* _Task instructions_
Reproduce each line from the records that holds "self".

* _Extracted entries_
________

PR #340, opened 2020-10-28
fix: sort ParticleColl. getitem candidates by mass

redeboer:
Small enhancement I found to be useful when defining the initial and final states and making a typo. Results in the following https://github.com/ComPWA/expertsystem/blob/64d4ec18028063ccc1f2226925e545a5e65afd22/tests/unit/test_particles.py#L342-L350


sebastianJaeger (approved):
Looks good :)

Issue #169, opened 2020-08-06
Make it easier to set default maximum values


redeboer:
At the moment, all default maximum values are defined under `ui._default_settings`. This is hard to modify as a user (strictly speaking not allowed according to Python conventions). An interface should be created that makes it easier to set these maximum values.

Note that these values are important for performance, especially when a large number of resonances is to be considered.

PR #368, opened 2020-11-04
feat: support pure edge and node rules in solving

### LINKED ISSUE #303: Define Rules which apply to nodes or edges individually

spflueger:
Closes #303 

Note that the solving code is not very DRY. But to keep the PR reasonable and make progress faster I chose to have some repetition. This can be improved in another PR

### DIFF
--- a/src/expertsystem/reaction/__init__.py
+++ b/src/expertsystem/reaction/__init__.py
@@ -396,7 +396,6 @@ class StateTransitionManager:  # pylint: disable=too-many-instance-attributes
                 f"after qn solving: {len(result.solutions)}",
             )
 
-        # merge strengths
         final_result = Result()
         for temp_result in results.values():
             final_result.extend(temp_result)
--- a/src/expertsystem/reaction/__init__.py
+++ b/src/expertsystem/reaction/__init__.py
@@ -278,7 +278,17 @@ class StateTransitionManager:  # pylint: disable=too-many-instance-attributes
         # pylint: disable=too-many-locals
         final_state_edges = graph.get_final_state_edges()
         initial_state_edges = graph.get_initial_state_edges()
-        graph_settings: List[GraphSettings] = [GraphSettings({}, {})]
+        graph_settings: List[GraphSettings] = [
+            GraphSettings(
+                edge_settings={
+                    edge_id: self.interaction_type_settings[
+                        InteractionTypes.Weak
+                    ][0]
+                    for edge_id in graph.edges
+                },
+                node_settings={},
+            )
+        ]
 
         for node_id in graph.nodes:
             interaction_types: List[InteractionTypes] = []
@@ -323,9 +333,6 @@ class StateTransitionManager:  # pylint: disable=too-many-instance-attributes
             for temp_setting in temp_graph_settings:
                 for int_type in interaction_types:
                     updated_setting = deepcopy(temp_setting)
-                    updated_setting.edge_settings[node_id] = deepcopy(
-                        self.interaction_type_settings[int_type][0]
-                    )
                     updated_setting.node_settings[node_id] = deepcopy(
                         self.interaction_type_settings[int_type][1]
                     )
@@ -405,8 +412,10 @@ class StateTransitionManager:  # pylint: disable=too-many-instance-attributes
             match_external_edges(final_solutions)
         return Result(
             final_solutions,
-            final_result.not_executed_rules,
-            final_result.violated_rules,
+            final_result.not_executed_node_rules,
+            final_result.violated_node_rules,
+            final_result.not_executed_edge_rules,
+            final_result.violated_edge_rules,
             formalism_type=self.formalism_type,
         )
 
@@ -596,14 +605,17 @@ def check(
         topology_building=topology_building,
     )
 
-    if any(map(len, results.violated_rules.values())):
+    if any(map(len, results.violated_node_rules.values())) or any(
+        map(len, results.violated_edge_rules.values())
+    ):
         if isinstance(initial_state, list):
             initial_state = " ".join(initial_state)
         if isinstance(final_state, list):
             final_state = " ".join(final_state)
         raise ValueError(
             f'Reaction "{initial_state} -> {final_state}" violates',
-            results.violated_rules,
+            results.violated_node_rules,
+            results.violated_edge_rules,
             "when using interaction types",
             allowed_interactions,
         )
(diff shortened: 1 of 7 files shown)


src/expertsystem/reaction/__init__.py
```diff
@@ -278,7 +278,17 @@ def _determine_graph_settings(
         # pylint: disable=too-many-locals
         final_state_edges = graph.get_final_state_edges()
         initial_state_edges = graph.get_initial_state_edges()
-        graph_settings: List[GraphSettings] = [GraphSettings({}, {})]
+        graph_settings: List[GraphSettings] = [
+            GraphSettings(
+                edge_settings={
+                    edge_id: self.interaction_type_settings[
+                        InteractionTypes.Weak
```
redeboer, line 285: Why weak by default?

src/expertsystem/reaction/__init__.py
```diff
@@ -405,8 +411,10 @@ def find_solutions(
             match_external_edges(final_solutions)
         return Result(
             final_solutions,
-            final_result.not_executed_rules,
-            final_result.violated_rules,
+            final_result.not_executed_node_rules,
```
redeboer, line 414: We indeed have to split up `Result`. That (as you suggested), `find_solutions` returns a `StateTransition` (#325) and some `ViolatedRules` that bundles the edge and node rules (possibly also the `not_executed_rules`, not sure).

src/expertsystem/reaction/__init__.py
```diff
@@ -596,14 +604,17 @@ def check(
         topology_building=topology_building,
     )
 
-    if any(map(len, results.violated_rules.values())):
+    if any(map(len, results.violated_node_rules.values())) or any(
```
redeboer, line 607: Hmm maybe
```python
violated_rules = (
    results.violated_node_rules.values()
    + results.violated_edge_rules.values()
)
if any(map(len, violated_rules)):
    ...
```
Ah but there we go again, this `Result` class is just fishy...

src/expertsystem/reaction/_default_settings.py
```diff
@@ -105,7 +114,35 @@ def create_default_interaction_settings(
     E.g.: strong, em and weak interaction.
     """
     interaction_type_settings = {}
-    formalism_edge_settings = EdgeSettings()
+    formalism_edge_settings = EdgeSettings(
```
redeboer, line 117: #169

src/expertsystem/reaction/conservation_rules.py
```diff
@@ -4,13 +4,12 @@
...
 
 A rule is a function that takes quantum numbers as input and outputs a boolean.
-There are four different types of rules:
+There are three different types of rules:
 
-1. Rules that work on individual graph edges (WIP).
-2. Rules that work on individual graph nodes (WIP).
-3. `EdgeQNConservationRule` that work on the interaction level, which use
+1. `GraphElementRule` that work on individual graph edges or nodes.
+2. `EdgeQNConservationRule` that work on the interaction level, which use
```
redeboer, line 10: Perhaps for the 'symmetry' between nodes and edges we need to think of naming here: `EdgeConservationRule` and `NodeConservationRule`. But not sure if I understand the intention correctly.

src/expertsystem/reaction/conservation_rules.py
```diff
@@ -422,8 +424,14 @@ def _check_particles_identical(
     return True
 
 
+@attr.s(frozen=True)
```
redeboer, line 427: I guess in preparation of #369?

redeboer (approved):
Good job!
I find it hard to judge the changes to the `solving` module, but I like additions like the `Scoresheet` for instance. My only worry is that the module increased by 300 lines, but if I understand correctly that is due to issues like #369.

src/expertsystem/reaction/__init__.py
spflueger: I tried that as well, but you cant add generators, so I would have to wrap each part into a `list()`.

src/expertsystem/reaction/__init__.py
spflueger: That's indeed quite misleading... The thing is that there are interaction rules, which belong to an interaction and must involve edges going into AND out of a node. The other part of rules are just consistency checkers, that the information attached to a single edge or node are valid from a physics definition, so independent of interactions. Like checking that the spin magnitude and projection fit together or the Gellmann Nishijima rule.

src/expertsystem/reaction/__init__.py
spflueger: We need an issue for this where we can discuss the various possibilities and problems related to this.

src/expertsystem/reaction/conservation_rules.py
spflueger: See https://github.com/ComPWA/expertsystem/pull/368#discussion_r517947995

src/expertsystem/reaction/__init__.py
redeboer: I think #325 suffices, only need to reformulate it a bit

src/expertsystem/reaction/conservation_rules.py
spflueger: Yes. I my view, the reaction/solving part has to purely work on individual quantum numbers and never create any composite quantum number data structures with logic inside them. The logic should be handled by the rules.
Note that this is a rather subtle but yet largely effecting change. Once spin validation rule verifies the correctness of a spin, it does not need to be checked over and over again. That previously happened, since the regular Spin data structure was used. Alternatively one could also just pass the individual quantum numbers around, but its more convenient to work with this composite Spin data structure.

________

* _Response_
+                    edge_id: self.interaction_type_settings[
-                        self.interaction_type_settings[int_type][0]
                         self.interaction_type_settings[int_type][1]
             formalism_type=self.formalism_type,
+                    edge_id: self.interaction_type_settings[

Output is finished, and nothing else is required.